The DA says the slow housing delivery in Gauteng is to blame for the sporadic illegal land invasions in the province.

This comes after the recent series of land invasions throughout the province, where scores of community members grabbed land to settle on and tried to erect structures.

“The substantial housing backlog is giving rise to illegal land invasions, the mushrooming of shacks and the illegal occupation of abandoned and dilapidated buildings.

“There have been incidents of land invasions across the province where our poor people who are desperate for a place to stay have resorted to occupying land illegally,” said Mervyn Cirota MPL, DA Gauteng Shadow MEC for Human Settlements, COGTA and Traditional Affairs.

Cirota further stated that the practice of illegal land invasion is also perpetuated by the recent parliamentary motion adopted by the ANC and the EFF on the expropriation of land without compensation.

The DA strongly condemns such illegal activities, saying the only solution to this problem is to ensure that the Department of Human Settlements provides decent and dignified housing to all those who are still waiting for homes.
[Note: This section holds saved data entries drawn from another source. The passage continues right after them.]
PR #137, opened 2024-01-24
HPC-9354: Add `visibilityPreferences` to `planVersion` model

enxtur:
Added disaggregation visibility fields to `planVersion` model.

### DIFF
--- a/src/db/models/planVersion.ts
+++ b/src/db/models/planVersion.ts
@@ -20,6 +20,11 @@ const PLAN_VERSION_CLUSTER_SELECTION_TYPE = t.keyof({
   multi: null,
 });
 
+const PLAN_VISIBILITY_PREFERENCES = t.type({
+  isDisaggregationForCaseloads: t.boolean,
+  isDisaggregationForIndicators: t.boolean,
+});
+
 export default defineLegacyVersionedModel({
   tableName: 'planVersion',
   fields: {
@@ -28,6 +33,10 @@ export default defineLegacyVersionedModel({
     },
     nonNullWithDefault: {
       isForHPCProjects: { kind: 'checked', type: t.boolean },
+      visibilityPreferences: {
+        kind: 'checked',
+        type: PLAN_VISIBILITY_PREFERENCES,
+      },
     },
     required: {
       planId: { kind: 'branded-integer', brand: PLAN_ID },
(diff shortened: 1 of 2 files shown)


src/auth/permissions.ts
```diff
@@ -91,6 +91,11 @@ export const AUTH_PERMISSIONS = {
      */
     CHANGE_ANY_PLAN_VISIBILITY_IN_PROJECTS:
       'canChangeAnyPlanVisiblityInProjects',
+    /**
+     * Can change disaggregation visibility of any plan in Projects Module
+     */
+    CHANGE_ANY_PLAN_DISAGGREGATION_VISIBILITY_IN_PROJECTS:
+      'canChangeAnyPlanDisaggregationVisiblityInProjects',
```
Pl217: I don't think there is a need for new permissions. Not because they are granted to same roles, because we shouldn't make permissions reusable just because they are granted to same roles.

Rather, I think we should unify these visibility changing settings under one page, and then we can control access with same permission.

Honestly, I think this feature to hide disaggregations is not useful at all and is just wasting our time, and I [commented about that](https://humanitarian.atlassian.net/browse/HPC-9354?focusedCommentId=168246) on the ticket.

src/db/models/planVersion.ts
```diff
@@ -28,6 +28,11 @@ export default defineLegacyVersionedModel({
     },
     nonNullWithDefault: {
       isForHPCProjects: { kind: 'checked', type: t.boolean },
+      isDisaggregationVisibleForCaseloads: { kind: 'checked', type: t.boolean },
+      isDisaggregationVisibleForIndicators: {
+        kind: 'checked',
+        type: t.boolean,
+      },
```
Pl217: In similar fashion to my previous comment, I don't want to add new columns to the database, just because someone wanted to hide something in the UI.

The names are huge, but I cannot come up with a shorter name, because disaggregation, visible/visibility and caseload/indicator are all long words on their own.

This feature to hide disaggregations is completely unnecessary in my opinion, but clients may want to hide/show more stuff in the future, thus, I want to prevent the need to add more columns with long names in the future.

So, I would combine all three (2 new columns and previously existing `isForHPCProjects`) into a single JSON column. This JSON column would need to be controlled by `io-ts` codec, to prevent bad input. This will honestly complicate things a bit and need some refactoring, so whether we want to do it depends on the discussion that will happen on the ticket, since I want to unify these visibility options under same setting page.

Pl217 (changes requested):

Pl217 (approved):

“Our people are in dire need of security of tenure and that can only be done by providing them with houses and title deeds. The department must be clear in that the demand for land is not for rural land but urban land.
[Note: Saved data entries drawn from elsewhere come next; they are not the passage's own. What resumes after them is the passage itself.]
PR #142, opened 2024-03-21
Fix test shell script

Pl217:
Also, use newer DB schema snapshot


manelcecs (approved):
This PR is applying same changes that were made in this PR: [#217](https://github.com/UN-OCHA/hpc-api/pull/217)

“Moiloa must fast-track the completion of the unfinished housing projects and the allocation of the completed and unoccupied Community Residential Housing Units to beneficiaries across the province,” said Cirota.
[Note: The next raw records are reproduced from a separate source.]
PR #144, opened 2024-04-10
HPC-9142: Add `parentGoverningEntityId` field to `planEntity` model

enxtur:


Pl217 (changes requested):
The work needs to be done in 2 steps, which I [wrote in the ticket](https://humanitarian.atlassian.net/browse/HPC-9142?focusedCommentId=172430). For this first step, we only need commit c8b3b862063e813a4e5afad045802cb95f29ccb2 and for the second step you can use commit acdbff0f1adad88722533b60323fd0f03698736d, but also remove `entitiesAssociation` model in the second step.

Pl217 (approved):

Issue #44, opened 2021-05-03
Remove serde serialization of network messages


abizjak:
**Task description**

We currently have serde_cbor and serde_msgpack variants of network message serialization. They are behind features and have never been used other than for benchmarks a long time ago.

They incur a maintenance burden so we should remove them. They are almost certainly in disrepair. Flatbuffers works well for us.

abizjak:
Fixed by #52

PR #52, opened 2021-05-10
Removed serde_cbor and serde_msgpack from network serialization.

EmilLa1:
## Purpose

To remove usages of serde_msgpack and serde_cbor in the network serialization.
This is according to the issue: https://github.com/Concordium/concordium-node/issues/44

## Changes

Removed the concrete implementation using serde_msgpack and serde_cbor together with the dependencies. 

## Checklist

      hard-to-understand areas.


abizjak:
There are still quite a few leftovers
- in many places there is 
```
#[cfg_attr(feature = "s11n_serde", derive(Serialize, Deserialize))]
```
or similar network related types.

- there is a macro only_fbs which should be removed since we now only support flatbuffers so there is no need to go through the indirection of that macro.

- I think the `s11n_serde` feature can be entirely removed since it is only used for network messages. All occurrences of conditional compilation (e.g., cfg(feature = "s11n_serde") or `cfg(not(feature = "s11n_serde")`) can be removed.

abizjak (approved):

Cirota said the department has the budget to finish these projects but lacks a proper strategy on how to do it.

“The mega housing projects will take years to be completed and we must not rely on them as a solution to alleviate the current backlogs.

“We will continue to put pressure on Moiloa to fast-track the completion of the unfinished housing projects and to allocate the completed housing units to their rightful beneficiaries.

“This will drastically reduce the housing backlog and quell further illegal land invasions in the province.”

  • Firm action against land invasions

The Gauteng Premier, David Makhura, recently called for firm action against land invasions in the province.

“It is important to point out at the outset that invading land or selling land that does not belong to you is a breach of the law.

“The prevention of Illegal Eviction from and Unlawful Occupation of Land Act of 1998 prohibits the unlawful occupation of land.

“This Act further prohibits the acceptance or solicitation of payment of money in respect of unlawful occupation of land,” said Makhura in a statement recently issued by the Gauteng Provincial Government.

Makhura said between May 2014 and September 2016, the Gauteng Provincial Government had dealt with 146 incidents of land invasion, most of which were successfully prevented.

Between June and December 2014 there were 23 incidents of attempted land invasions, in 2015 there were 45 and in 2016 the incidents increased in the run-up to the Local Government Elections to 63 and after the elections, there were 16 incidents.

  • Ward 33 Clr Ashley Hoods

“I totally agree with Cirota because I know of thousands of people in my constituency who have for years been waiting for the government to provide adequate housing,” said Hoods.

“It has been 23 years into democracy, but there are still thousands of people who are living in congested squatter camps.

“People are tired of empty promises and enduring the appalling conditions in the informal settlements, such as Angelo, Jerusalem, Delmore and Kanana, Driefontein and Ulana,” said Hoods.

Hoods said while the metro is faced with serious housing backlogs, Ekurhuleni officials recently spent more than R34-million on a fruitless temporal housing project to relocate residents of Angelo informal settlement.

“The metro recently spent R12.1-m to buy a piece of land deemed unsafe and dangerous for the establishment of a township in Marlands Extension Five in Germiston, to accommodate the residents of Angelo who are facing eviction.

“On top of that, R22-m was also spent on building the structures to accommodate the residents.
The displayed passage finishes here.